One of the drawbacks of steaming is that while it cooks foods it doesn’t add flavor to foods.  Any seasoning that’s added can “washed off” as the water collects on the food and runs off.  Sometimes other liquids can be used to steam and can impart their own flavors, such as wines, broths, and the like.  Also, steaming does not brown foods at all which can give foods a visually unappealing look.  Serving with sauces overcomes this and adds flavor to the food.

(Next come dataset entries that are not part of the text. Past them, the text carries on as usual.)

PR #1696, opened 2021-01-09
feature/1695 - Copy EHAM airport file to have something to start from

OlaRune:
Resolves #1695 

The purpose of this pull request is to add ESSA Stockholm/Arlandra airport.

PR #1748, opened 2021-02-02
bugfix/1690 - Clear log upon airport changed

### LINKED ISSUE #1690: Log line from previous airport stuck
Browser: Chrome 87.0.4280.88

Airport: LOWW Vienna

Approximate play time before issue: Immediate

#### Issue Description
After switching airport from ENGM to LOWW the line "Oslo Approach, IBK222 with you descending through 13000 for 5000" was stuck in the text log above the command input prompt. When there was a message from an aircraft entering the LOWW airspace, both Oslo and Wien was displayed simultaneously, and when there was no message related to LOWW, only the Oslo line was displayed. (see both attached screenshots)

oslo_wien
only_oslo

#### Steps to reproduce
This error is easy to reproduce:
1. Start a game at an arbitrary airport.
2. Open the airport selection menu.
3. Wait for an aircraft to approach.
4. Just as the aircraft reports that it is with you, switch to another airport.
5. The line from the first airport is now stuck when playing at the new airport.

cake-pie:
Resolves #1690

The purpose of this pull request is to clear the log upon the airport being changed (or reloaded the same one).

This prevents log lines for the previous airport from getting stuck and never removed.

This also immediately clears log lines that would not have gotten stuck, but are still in the midst of their fadeout
 -- also desirable, there is no point leaving them on screen for up to another 10s, they are no longer relevant.

### Other solutions considered

Given [the cause of the issue](https://github.com/openscope/openscope/issues/1690#issuecomment-770246447) one may be tempted to somehow prevent the timers governing the fadeout of stuck log lines from being purged by `GameController.destroyTimers()` call in `AppController.onAirportChange()`. 

However, considering `game.timeouts` is a utility that could be used for a variety of timers with different callbacks, it's probably not a good idea (brittle, error-prone) to try and filter through it and selectively discard some entries while preserving others.

Anyway, it is better to immediately clear the log of all lines as they are irrelevant after airport switch/reload.

### DIFF
--- a/CHANGELOG.md
+++ b/CHANGELOG.md
@@ -8,6 +8,7 @@
 - <a href="https://github.com/openscope/openscope/issues/1707" target="_blank">#1707</a> - Fix minor keyboard input inconsistencies and correct command documentation
 - <a href="https://github.com/openscope/openscope/issues/1716" target="_blank">#1716</a> - Prevent timewarping by negative values
 - <a href="https://github.com/openscope/openscope/issues/1744" target="_blank">#1744</a> - Fix validation helper method for preventing non-empty objects
+- <a href="https://github.com/openscope/openscope/issues/1690" target="_blank">#1690</a> - Clear log on airport change
 
 ### Enhancements & Refactors
 - <a href="https://github.com/openscope/openscope/issues/1703" target="_blank">#1703</a> - Add more PTL ranges, some including 30sec PTLs
--- a/src/assets/scripts/client/ui/UiController.js
+++ b/src/assets/scripts/client/ui/UiController.js
@@ -358,6 +358,8 @@ class UiController {
      * @chainable
      */
     setupHandlers() {
+        this.onAirportChangeHandler = this.onAirportChange.bind(this);
+
         return this;
     }
 
@@ -370,6 +372,8 @@ class UiController {
      * @method enable
      */
     enable() {
+        this._eventBus.on(EVENT.AIRPORT_CHANGE, this.onAirportChangeHandler);
+
         // TODO: move these to properly bound handler methods
         this.$fastForwards.on('click', (event) => GameController.game_timewarp_toggle(event));
         this.$githubLinkElement.on('click', (event) => this.onClickGithubLink(event));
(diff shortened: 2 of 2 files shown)


n8rzz (approved):

n8rzz:
I've updated the coverage threshold to not complain about loosing a small amount of coverage.  could you re-push to trigger those checks again?

cake-pie:
> re-push to trigger those checks again

I did actually `git commit --amend` and `git push --force` in this case to trigger the checks, but just discovered and verifed that it is possible to re-run checks on the same commit. Steps as follows.

1. expand the existing checks summary on the PR page, and click through to the detailed results
.
step1

2. hit that re-run jobs button and select the option to re-run all jobs
(perhaps in future we may be able to run only selected jobs?)
Note that the button is absent if you simply navigate to the ["checks" tab](https://github.com/openscope/openscope/pull/1748/checks) of the PR.  You'll have to expand the workflow run on the left and pick a job so that its log shows on the right,. Only then will the button appear.
.
step2

3. you can also [do this via the repo actions tab](https://docs.github.com/en/actions/managing-workflow-runs/re-running-a-workflow) but will have to hunt down the specific workflow run you want from the full list

For future reference @n8rzz

OlaRune:
> > re-push to trigger those checks again
> 
> I did actually `git commit --amend` and `git push --force` in this case to trigger the checks, but just discovered and verifed that it is possible to re-run checks on the same commit. Steps as follows.
> 
> 1. expand the existing checks summary on the PR page, and click through to the detailed results
>    .
>    step1
> 2. hit that re-run jobs button and select the option to re-run all jobs
>    (perhaps in future we may be able to run only selected jobs?)
>    Note that the button is absent if you simply navigate to the ["checks" tab](https://github.com/openscope/openscope/pull/1748/checks) of the PR.  You'll have to expand the workflow run on the left and pick a job so that its log shows on the right,. Only then will the button appear.
>    .
>    step2
> 3. you can also [do this via the repo actions tab](https://docs.github.com/en/actions/managing-workflow-runs/re-running-a-workflow) but will have to hunt down the specific workflow run you want from the full list
> 
> For future reference @n8rzz

I thought this would help me restart the stuck checks on PR #1696 but I can't open the check details to find the re-run button if they've never finished... 😢

PR #1002, opened 2018-06-11
bugfix/955 - Overhaul `sid` command

eoinbutler:
Resolves openscope/openscope#955

The purpose of this pull request is to restore the functionality of the `sid` and `star` commands

PR #1761, opened 2021-02-09
devops/1749 - More robust unit tests for input validation, improved validation code

### LINKED ISSUE #1749: More robust tests for data validation (throws TypeError)
This is a follow-up to #1744. Since #1700 uncovered tests that spuriously passed:

- make tests for `throws` more robust: ensure that the throw originates from the expected place
  - can be accomplished by requiring a match to the specific error message
  - tests in `classname.spec.js` should be confined to throws in `classname.js`
    (from a preliminary look, exceptions currently exist)

- with the help of new tests, double check all validation (`throws new TypeError`)

cake-pie:
Resolves #1749 

The purpose of this pull request is to make unit tests for input validation more robust and improve validation code accordingly

### Scope
This covers all methods that have validation involving one or more of `_isEmpty`, `_isArray`, `_isObject` either directly or via the helper methods in `validatorUtilities.js`. This generally means constructors and `init` methods, usually dealing with data ingested from json files.

Was originally intended to cover anything that `throw new TypeError` but that turned out to be too much to swallow at once. 

### Validation code changes
- where constructor or `init` takes multiple arguments, check for missing args first before validating individual args
  - this facilitates writing tests that expect certain error messages; otherwise when there are missing args, which error message you get is dependent on the order in which args get validated.
- use `isEmptyOrNotArray` or `isEmptyOrNotObject` helpers as appropriate
- use `instanceof` checks as appropriate
- use a consistent error message wording throughout
- drop pointless `else`

### Tests changes
- tests `t.throws()` now check against expected error message; this ensure throws are indeed from the validation being tested and not due to other reasons
- separate test for missing args when multiple arguments are involved
- add tests for new validation code
- add missing tests

### Misc. changes
- reordered tests in `Fms.spec.js` to be in same order that the respective tested methods appear in `Fms.js`
  - originally intended to make more changes; soon after this I realized I needed to rein in the scope of the PR so those changes were dropped, but no harm keeping the reordering.
- in `Fms.js` change [this `throws`](https://github.com/openscope/openscope/blob/bc3caf812627b6c073eed7b96d6c4c088abb7b3d/src/assets/scripts/client/aircraft/FlightManagementSystem/Fms.js#L936) in `replaceDepartureProcedure` to a `return [false, <readback>]`
  - makes consistent with the rest of the `replaceDepartureProcedure` method
  - originates from user command, should be displayed to user as readback in log rather than thrown to console
  - in #1002, was originally a `return` before refactoring in commit 491573e (inadvertently?)changed it to a `throw`
- discard defunct `isEmptyObject` from validation helpers
- typo fixes


src/assets/scripts/client/airport/MapCollection.js
```diff
@@ -23,22 +26,22 @@ export default class MapCollection extends BaseCollection {
...
-        } else if (mapJson.length === 0) {
-            throw new TypeError(
-                'Invalid mapJson parameter passed to MapCollection. Expected an array with at least one element'
-            );
+        if (_isNil(mapJson) || _isNil(defaultMaps) || _isNil(airportPositionModel) || !_isNumber(magneticNorth)) {
+            throw new TypeError('Invalid parameter(s) passed to MapCollection constructor. ' +
+                'Expected mapJson, defaultMaps, airportPositionModel and magneticNorth to be defined, but received ' +
+                `${typeof mapJson}, ${typeof defaultMaps}, ${typeof airportPositionModel} and ${typeof magneticNorth}`);
+        }
+        if (isEmptyOrNotArray(mapJson)) {
```
n8rzz, line 34: missing empty line above `if` statements

src/assets/scripts/client/airport/MapModel.js
```diff
@@ -25,18 +30,26 @@ export default class MapModel extends BaseModel {
...
-        } else if (!_isString(map.name)) {
-            throw new TypeError(
-                `Invalid parameter, map.name must be a string, but found ${typeof map.name}`
-            );
+        if (_isNil(map) || _isNil(airportPosition) || !_isNumber(magneticNorth)) {
+            throw new TypeError('Invalid parameter(s) passed to MapModel constructor. ' +
+                'Expected map, airportPosition and magneticNorth to be defined, ' +
+                `but received ${typeof map}, ${typeof airportPosition} and ${typeof magneticNorth}`);
+        }
+        if (isEmptyOrNotObject(map)) {
```
n8rzz, line 38: missing empty line above `if` statements

n8rzz (approved):
My only complaint on this is the line spacing of the new `if` statements.  Please be sure to add an empty line above each `if` statement

src/assets/scripts/client/airport/MapModel.js
cake-pie: done

src/assets/scripts/client/airport/MapCollection.js
cake-pie: done

Issue #47, opened 2017-01-16
Separate "Airport" / "Facility" / "Sector"


erikquinn:
Currently, everything that has to do with playing in a certain airspace is stored as properties of the "airport". But what about places where a single ATC facility is providing services to *multiple* airports? (aka just about everywhere)

Work should be done to move away from keeping things like navigational data (fixes/airways/procedures), video maps, etc under the airport, and make new classes called `Facility` and `Sector` which represents the given ATC facility and control position being simulated. For example, if I am working Miami Approach (consolidated to a single sector), I would work arrivals/departures to/from KMIA, KFLL, KOPF, KTMB, and others. My `Sector` within the Miami TRACON `Facility` has the stuff relating to my role in the simulation, and each of the airports are an `Airport`, which have their own runways and procedures defined within.

Here's what I'm thinking:
```
Facility
    └> SectorCollection
        └> Sector
```
In the following examples, we will use KSFO.

The `Facility` would be like the ATC *facility* we are emulating. This is NorCal Consolidated TRACON ("NCT"). It will have a collection of `Sector`s within `SectorCollection` that can be used, and will contain all information that is general to the area, but not specific to any particular sector.

The `Sector` will be each real-world (or simplified) sector are emulating. For example, SFO arrivals are handled by Area B of NCT, including the "Woodside", "Foster", "Boulder", "Laguna", "Niles", and "Cedar" sectors. Each has their own airspace boundaries, frequencies, etc.

In a given simulation, users can choose to work only a single sector within a given facility (perhaps Woodside, the 28L final sector), all the sectors of the facility combined simultaneously, or a combination of certain adjacent sectors (perhaps Woodside and Foster, the final sectors for the 28s).

---

And things will be divided up similar to this:

### Facility:
 - Fixes
 - Airways
 - `SectorCollection`

### Sector:
 - Airspace
 - Frequency, Callsign, Position Symbol
 - Scope Layout
 - Airports to load

### Airport:
 - Instrument Procedures (SID/STAR/TRXN)
 - Runways
 - Taxiways
 - Gates & Parking Spots

---

Originally reported in zlsa/atc#745.

OlaRune:
I'm just gravedigging a little to see what has been discussed before...

A problem that needs to be discussed is spawnPatterns. Every playable sector (and combination of sectors) would need to have their own spawnPatterns to simulate controllers of adjacent sectors transferring aircraft to the player in a beleivable way.

[...]

PR #1773, opened 2021-02-14
bugfix/1762 - defensive coding in Fms initialization

### LINKED ISSUE #1762: Runtime error when defining spawnPattern with both origin and destination (and origin is implemented)
Browser: Mozilla Firefox 85.0.1
Airport: ESSA (while implementing, though it doesn't really matter)
Approximate play time before issue: At startup

#### Issue Description
_Note: I know that this use of spawnPatterns isn't recommended (and apparently not supported...) because of other issues, such as no handling of separation at spawn when aircraft from different spawnPatterns spawn along the same airway. Though my guess is that the plan is for it to be supported in the future, which is why I'm reporting this as an issue._

When adding spawnPatterns for arrivals (though I would guess the corresponding problem happens for departures) where both `origin` and `destination` are entered, and the `origin` is an airport that is implemented in the sim, a runtime error is thrown. Everything works fine when the `origin` airport is not implemented.

Works fine (Heathrow is not in sim):
`{
            "origin": "EGLL",
            "destination": "ESSA",
            "category": "arrival",
            "route": "INVOL.N866.BEDLA..ELTOK.ELTOK7M.ESSA01R",
            "altitude": "18000",
            "speed": "330",
            "method": "random",
            "rate": 0.7,
            "airlines": [
                ["sas/short", 1],
                ["baw/short", 1]
            ]
        }`

Not working (Manchester is in sim):
`{
            "origin": "EGCC",
            "destination": "ESSA",
            "category": "arrival",
            "route": "INVOL.N866.BEDLA..ELTOK.ELTOK7M.ESSA01R",
            "altitude": "18000",
            "speed": "330",
            "method": "random",
            "rate": 0.7,
            "airlines": [
                ["sas/short", 1],
                ["baw/short", 1]
            ]
        }`

The error is `Uncaught TypeError: Expected instance of RunwayModel, but received null` and below that `setDepartureRunway Fms.js:1020`. I assume that it is expecting me to include the complete route from departure runway -> SID -> route -> STAR -> arrival runway, but this shouldn't be necessary.

#### Steps to reproduce
- Add a spawnPattern where the origin is included in the sim (see example above)
- Build and start
- Problem occurs right after loading

cake-pie:
Resolves #1762

The purpose of this pull request is to add validation/protection to initialization methods in `Fms`:
- ~initialization of arrival/departure airport+runway gated behind an explicit check of the `category` i.e. arriving or departing flight rather than based on the presence/absence of `destination`/`origin`~
- validate + enforce expectation that `destination`/`origin` airport is the current airport
  - in future (to support #47) needs expanded to airports within tracon

### DIFF
--- a/src/assets/scripts/client/aircraft/FlightManagementSystem/Fms.js
+++ b/src/assets/scripts/client/aircraft/FlightManagementSystem/Fms.js
@@ -271,9 +271,7 @@ export default class Fms {
 
         this._verifyRouteContainsMultipleWaypoints();
         this._initializeFlightPhaseForCategory(category);
-
-        this._initializeAirportsAndRunways(category, origin, destination);
-
+        this._initializeAirportsAndRunways(origin, destination);
         this._initializeFlightPlanAltitude(altitude, category, model);
         this._initializePositionInRouteToBeginAtFixName(nextFix, category);
 
@@ -305,18 +303,20 @@ export default class Fms {
      *
      * @for Fms
      * @method _initializeAirportsAndRunways
-     * @param category {string} Flight category (arrival, departure, or overflight)
      * @param origin {string} ICAO identifier specified by spawn pattern
      * @param destination {string} ICAO identifier specified by spawn pattern
      * @private
      */
-    _initializeAirportsAndRunways(category, origin, destination) {
-        if (category === FLIGHT_CATEGORY.DEPARTURE) {
+    _initializeAirportsAndRunways(origin, destination) {
+        const originLowerCase = origin.toLowerCase();
+        const destinationLowerCase = destination.toLowerCase();
+
+        if (originLowerCase === AirportController.current.icao) {
             this._initializeDepartureAirport(origin);
             this._initializeDepartureRunway();
         }
 
-        if (category === FLIGHT_CATEGORY.ARRIVAL) {
+        if (destinationLowerCase === AirportController.current.icao) {
             this._initializeArrivalAirport(destination);
             this._initializeArrivalRunway();
         }
@@ -331,12 +331,6 @@ export default class Fms {
      * @private
      */
     _initializeArrivalAirport(destinationIcao) {
-        const destinationIcaoLowerCase = destinationIcao.toLowerCase();
-
-        if (destinationIcaoLowerCase !== AirportController.current.icao) {
-            return;
-        }
-
         this.arrivalAirportModel = AirportController.airport_get(destinationIcao);
     }
 
@@ -374,12 +368,6 @@ export default class Fms {
      * @private
      */
     _initializeDepartureAirport(originIcao) {
-        const originIcaoLowerCase = originIcao.toLowerCase();
-
-        if (originIcaoLowerCase !== AirportController.current.icao) {
-            return;
-        }
-
         this.departureAirportModel = AirportController.airport_get(originIcao);
     }
 
--- a/src/assets/scripts/client/aircraft/FlightManagementSystem/Fms.js
+++ b/src/assets/scripts/client/aircraft/FlightManagementSystem/Fms.js
@@ -320,6 +320,12 @@ export default class Fms {
             return;
         }
 
+        destinationIcao = destinationIcao.toLowerCase();
+
+        if (destinationIcao !== AirportController.current.icao) {
+            return;
+        }
+
         this.arrivalAirportModel = AirportController.airport_get(destinationIcao);
     }
 
@@ -358,6 +364,12 @@ export default class Fms {
      */
     _initializeDepartureAirport(originIcao) {
         if (originIcao === '') {
+            return;
+        }
+
+        originIcao = originIcao.toLowerCase();
+
+        if (originIcao !== AirportController.current.icao) {
             return;
         }
 
--- a/src/assets/scripts/client/aircraft/FlightManagementSystem/Fms.js
+++ b/src/assets/scripts/client/aircraft/FlightManagementSystem/Fms.js
@@ -316,10 +316,6 @@ export default class Fms {
      * @private
      */
     _initializeArrivalAirport(destinationIcao) {
-        if (destinationIcao === '') {
-            return;
-        }
-
         destinationIcao = destinationIcao.toLowerCase();
 
         if (destinationIcao !== AirportController.current.icao) {
@@ -363,10 +359,6 @@ export default class Fms {
      * @private
      */
     _initializeDepartureAirport(originIcao) {
-        if (originIcao === '') {
-            return;
-        }
-
         originIcao = originIcao.toLowerCase();
 
         if (originIcao !== AirportController.current.icao) {
--- a/src/assets/scripts/client/aircraft/FlightManagementSystem/Fms.js
+++ b/src/assets/scripts/client/aircraft/FlightManagementSystem/Fms.js
@@ -272,15 +272,7 @@ export default class Fms {
         this._verifyRouteContainsMultipleWaypoints();
         this._initializeFlightPhaseForCategory(category);
 
-        if (category === FLIGHT_CATEGORY.DEPARTURE) {
-            this._initializeDepartureAirport(origin);
-            this._initializeDepartureRunway();
-        }
-
-        if (category === FLIGHT_CATEGORY.ARRIVAL) {
-            this._initializeArrivalAirport(destination);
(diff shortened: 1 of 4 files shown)


src/assets/scripts/client/aircraft/FlightManagementSystem/Fms.js
```diff
@@ -271,10 +271,17 @@ export default class Fms {
...
+
+        if (category === FLIGHT_CATEGORY.DEPARTURE) {
+            this._initializeDepartureAirport(origin);
+            this._initializeDepartureRunway();
+        }
+
+        if (category === FLIGHT_CATEGORY.ARRIVAL) {
+            this._initializeArrivalAirport(destination);
+            this._initializeArrivalRunway();
+        }
```
erikquinn, line 283: What if they depart and arrive at fields which are both under our control? This will be possible.

erikquinn (changes requested):

src/assets/scripts/client/trafficGenerator/SpawnScheduler.js
```diff
@@ -39,7 +39,7 @@ class SpawnScheduler {
             throw new TypeError('Invalid parameter. SpawnScheduler requires aircraftController to be defined.');
         }
 
-        this.aircraftController = aircraftController;
+        this._aircraftController = aircraftController;
```
n8rzz, line 42: good call!

n8rzz (changes requested):

src/assets/scripts/client/aircraft/FlightManagementSystem/Fms.js
erikquinn: I should add part of the original intent of the `origin` / `destination` fields was that they were intended to replace the `category` (since they are rather duplicitave). I can't remember the reason why we didn't just do it at that time though, so maybe there's something it would have broken.

But the `category` alone will not support all the required combinations, hence moving to just defining if and where they should (a) spawn on the ground at, and/or (b) which airport they are landing at.

src/assets/scripts/client/aircraft/FlightManagementSystem/Fms.js
```diff
@@ -271,10 +271,17 @@ export default class Fms {
 
         this._verifyRouteContainsMultipleWaypoints();
         this._initializeFlightPhaseForCategory(category);
-        this._initializeDepartureAirport(origin);
-        this._initializeDepartureRunway();
-        this._initializeArrivalAirport(destination);
-        this._initializeArrivalRunway();
+
+        if (category === FLIGHT_CATEGORY.DEPARTURE) {
```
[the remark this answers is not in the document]
cake-pie: Can do, though will still need the compare for `FLIGHT_CATEGORY.ARRIVAL` because overflight is also a category (though afaik currently unused)

src/assets/scripts/client/aircraft/FlightManagementSystem/Fms.js
cake-pie: If as per other discussion in #1762 there is a desire to have both the origin and destination sections in the flight strip be populated (for immersive reasons) then you once again *cannot* rely purely on presence/absence of `origin` and `destination` properties in the `aircraftInitProps` passed to `Fms` constructor, because both will be populated with values to be shown on the flight strip -- [here](https://github.com/openscope/openscope/blob/c391f605530dac4c5e9f8554d4ecf56c5b17f28d/src/assets/scripts/client/aircraft/AircraftModel.js#L506) is the call from `AircraftModel` constructor which passes along the same set of initialization properties that it received from `AircraftController._createAircraftWithInitializationProps()`. `AircraftModel` will itself also [parse](https://github.com/openscope/openscope/blob/c391f605530dac4c5e9f8554d4ecf56c5b17f28d/src/assets/scripts/client/aircraft/AircraftModel.js#L521) the same set of init props to obtain the [values](https://github.com/openscope/openscope/blob/c391f605530dac4c5e9f8554d4ecf56c5b17f28d/src/assets/scripts/client/aircraft/AircraftModel.js#L685-L686) that ultimately show up in the flight strip.

Even overflights could/would have `origin` and `destination` values.

> `category` alone will not support all the required combinations

Then perhaps we will need to consider expanding `category` to support four possibilities: "arriving here", "departing here", "neither (overflight)" and "both". (where "here" currently means one airport but in future could be a TRACON with multiple fields)

src/assets/scripts/client/aircraft/FlightManagementSystem/Fms.js
```diff
@@ -309,7 +316,9 @@ export default class Fms {
      * @private
      */
     _initializeArrivalAirport(destinationIcao) {
-        if (destinationIcao === '') {
+        destinationIcao = destinationIcao.toLowerCase();
```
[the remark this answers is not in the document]
cake-pie: done

src/assets/scripts/client/aircraft/FlightManagementSystem/Fms.js
```diff
@@ -350,7 +359,9 @@ export default class Fms {
      * @private
      */
     _initializeDepartureAirport(originIcao) {
-        if (originIcao === '') {
+        originIcao = originIcao.toLowerCase();
```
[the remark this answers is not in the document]
cake-pie: done

src/assets/scripts/client/aircraft/FlightManagementSystem/Fms.js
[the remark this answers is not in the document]
cake-pie: done

src/assets/scripts/client/aircraft/FlightManagementSystem/Fms.js
erikquinn: I can't imagine a scenario where the `category` is a necessary parameter; everything can be more clearly inferred from the origin and destination. The mere existence of `category` could only serve to confusion when inevitably someone specifies a "departure" category with no origin, etc. Since we have to specify _where_ they're departing/arriving already, there's no reason that they _are_ a departure/arrival.

The conversation in #1762 is agreed to this effect, with the change being not to use a `origin`/`destination` property on the spawnPattern, but instead to specify origin/destination in the airline list for a given spawnPattern.

> Even overflights could/would have origin and destination values.

This is the desired behavior. All aircraft in the simulation would have origin/destination values (unless they weren't specified, for example with an overflight). We _do not need_ to know an aircraft's "category" for anything the sim does. There are places that we have logic branches based on its value, but these can and should be handled in a different way anyway.

For example, in the current implementation, there is only one airport that we control at a time. An aircraft is an arrival if `aircraftModel.fms.arrivalAirportModel.icao === AirportController.current.icao`. If an aircraft is being spawned and `aircraftModel.fms.departureAirportModel.icao === AirportController.current.icao`, then we know to spawn it on the ground, etc.

The issue is that what we truly cannot do is add support for multiple airports as long as decisions are made based on a "category". Every aircraft is a departure, overflight, _and_ arrival-- we shouldn't be labeling the aircraft as one thing for its whole life, as it is only a matter of the perspective of the where the controller is along their route. That's why we want to move to specifying where they start and end, and make all our decisions based on that alone.

cake-pie: Removed `category` check and instead rely purely on whether `origin`/`destination` refer to current airport to decide whether or not to initialize the `departureAirportModel`+`departureRunwayModel` / `arrivalAirportModel`+`arrivalRunwayModel` respectively.

I'm not thoroughly convinced this is fully safe -- what if both origin and destination are set as current airport, would that surface other problems elsewhere, etc.

But it does at least still guarantee that [the reported null value](https://github.com/openscope/openscope/issues/1762#issuecomment-778681639) is eliminated so I'll leave it at that.

n8rzz (approved):

src/assets/scripts/client/aircraft/FlightManagementSystem/Fms.js
erikquinn: > I'm not thoroughly convinced this is fully safe -- what if both origin and destination are set as current airport, would that surface other problems elsewhere, etc.

Right, a valid concern, and it might. My point is that we have to face those issues anyway in the effort to move to supporting various future functionality, so avoiding them is just further delaying the transition. 👍

erikquinn (approved):

PR #1784, opened 2021-02-20
refactor/1783 - no new AircraftTypeDefinitionModel per AircraftModel

### LINKED ISSUE #1783: Instances of AircraftModel do not need their own copy of AircraftTypeDefinitionModel
In `AircraftModel` constructor:

https://github.com/openscope/openscope/blob/7a70be11d653aa594f7293bd5effbda1646c530c/src/assets/scripts/client/aircraft/AircraftModel.js#L483

`options.model` is already an instance of `AircraftTypeDefinitionModel`; this has the effect of creating a copy.

Consider that `options.model` is drawn from the `AircraftTypeDefinitionCollection` that is populated at app start from consolidated `aircraft.json`, containing data about performance of each aircraft type. Such data is never modified.

Therefore, individual `AircraftModel` should not need to create their own copy of `AircraftTypeDefinitionModel`.
The above should simply be:

```js
this.model = options.model;
```

This change breaks some tests but that can be rectified by using fixtures.

cake-pie:
Resolves #1783

The purpose of this pull request is to not make a new copy of `AircraftTypeDefinitionModel` for every individual aircraft.

Why aren't the fixtures in `aircraftFixtures.js`?, you may ask.
I did try that at first; it doesn't work. Might be a circular dependency issue.


n8rzz (approved):
good find!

Some desserts are cooked via steaming, mostly egg based.  The gentleness of the cooking process keeps the eggs from curdling and helps the desserts to set well.  Custards, puddings, some cakes and breads do well with a steam bath.  A “Bain Marie” or Mary’s Bath is used in those cases.  The oven is heated and a large pan of water is placed in the oven to heat along with it.  When the oven is at the right temperature and the desserts are ready, they are placed carefully in the pan of hot water making certain that no water gets in the dessert.  The water and steam provide the moist atmosphere the desserts need to cook properly.  Yogurt is also made using a steam process.

One of my favorite ways to cook potatoes is cut them up into one inch cubes.  I place them into a steamer (whether it’s my multi-use steamer or a pot with a steamer basket), sprinkle with a little salt, and steam for about twenty to thirty minutes until a test shows they’re done.  I put them into a bowl and allow to sit for a moment to “dry”, then I melt a tablespoon of butter with some fresh herbs and toss the potatoes in the butter.  Serve ’em hot and fry up the leftovers the next day.  Good stuff!